_Description of the task_
Would you restate the entries below word for word, starting at the first line and ending with the one that has "- Press any"?

_Supplied information_
PR #2028, opened 2025-04-04
Add key navigation support

blammit:
To navigate:
- Press any arrow key to enable the key navigation feature
- Use arrow keys to navigate between any UI controls. E.g. left/right amongst nav bar buttons, then up to the status bar. (Tab and Shift+Tab also works but is not the main supported navigation paradigm)
- Use 'space' to click a button, toggle a switch, or trigger whatever action is relevant for the focused item.
- Use 'escape' to pop to the previous page on the stack, or close control cards
- For pages with focusable child components (e.g. Overview or Settings page), the whole page is highlighted initially, and you need to press 'space' to change the focus to a child item. This is intentional, to allow the user to jump between the status bar and the nav bar in two hops, instead of having to traverse through all child items in the page first.

Additional features:
- Pressing any key will exit UI expanded mode in Overview/Tanks
- Modal dialogs: 
  - Enter to accept, Escape to cancel
  - Spin boxes: press Space to go into 'edit' mode, where up/down will change the value; press Enter to exit 'edit' mode.


blammit:
This is still WIP, but would appreciate a high-level look and any feedback on the general architecture and behaviour.

Known bugs:
- Key navigation is inadvertently enabled when a text field receives focus, and probably when arrow keys are used in a text field

Key navigation is not yet implemented for:
- Levels page
- Notifications page
- Solar history combo box, chart and dialog
- Probably some custom list items, need to check 
- Toast notifications (should probably close on Escape/Enter)

Things to consider:
- How to exit key navigation mode? Perhaps when app becomes inactive as per system settings timeout

chriadam:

_Finished exercise_
PR #2028, opened 2025-04-04
Add key navigation support

blammit:
To navigate:
- Press any arrow key to enable the key navigation feature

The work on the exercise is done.